# Description of the task
Using the data below, output the first line and every line after it up to and including the line containing "--- a/src/DotVVM.Framework/Controls/CheckableControlBase.cs", exactly as written and with nothing added.

Collected data entries
═══

PR #693, opened 2019-05-16
Checkbox - render the same html structure when text is empty or not

quigamdev:
This is not a nice breaking change. The current state is that checkbox is not rendering label when the text is empty. This PR is just removing the case when the text is empty. Unfortunately, the structure of rendered HTML is not correct as well. I think it would be better to render the input element and then the label element. The label element should contain an ID of the checkbox in the 'for' attribute.

### DIFF
--- a/src/DotVVM.Framework/Controls/CheckableControlBase.cs
+++ b/src/DotVVM.Framework/Controls/CheckableControlBase.cs
@@ -10,7 +10,6 @@ namespace DotVVM.Framework.Controls
     /// </summary>
     public abstract class CheckableControlBase : HtmlGenericControl
     {
-        private bool isLabelRequired;
 
         /// <summary>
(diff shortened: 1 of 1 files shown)


exyi:
I get the point that it's messy when some comboboxes are wrapped in `<label>` and some don't. But this way, there no way to create just the `<select>` element without the `<label>`, which is quite unfortunate in case you want to handle the label yourself. I think we could render the `<label>` in case the property `Text` is not set or it's equal to `null`.

> Unfortunately, the structure of rendered HTML is not correct as well.

What's wrong about it, having the input element inside the label should be perfectly fine (https://www.w3.org/TR/html52/sec-forms.html#the-label-element)

tomasherceg:
We've decided to keep the current CheckBox behavior.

═══

# Completed exercise
PR #693, opened 2019-05-16
Checkbox - render the same html structure when text is empty or not

quigamdev:
This is not a nice breaking change. The current state is that checkbox is not rendering label when the text is empty. This PR is just removing the case when the text is empty. Unfortunately, the structure of rendered HTML is not correct as well. I think it would be better to render the input element and then the label element. The label element should contain an ID of the checkbox in the 'for' attribute.

### DIFF
--- a/src/DotVVM.Framework/Controls/CheckableControlBase.cs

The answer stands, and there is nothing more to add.